Issue #14060, opened 2018-08-14
Prevent mysql-connector-java from pulling in an old version of protobuf-java


meltsufin:
Spring Boot 2.1 [upgraded to MySQL Connector/J version 8,](https://github.com/spring-projects/spring-boot/issues/13688) which [now includes `protobuf-java` 2.6.0](http://central.maven.org/maven2/mysql/mysql-connector-java/8.0.11/mysql-connector-java-8.0.11.pom).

══════════════════════════════

Copy exactly, please, the span of lines that begins at the line with "Prevent mysql-connector-java from" and ends at the last line of the data, both included.

Prevent mysql-connector-java from pulling in an old version of protobuf-java


meltsufin:
Spring Boot 2.1 [upgraded to MySQL Connector/J version 8,](https://github.com/spring-projects/spring-boot/issues/13688) which [now includes `protobuf-java` 2.6.0](http://central.maven.org/maven2/mysql/mysql-connector-java/8.0.11/mysql-connector-java-8.0.11.pom).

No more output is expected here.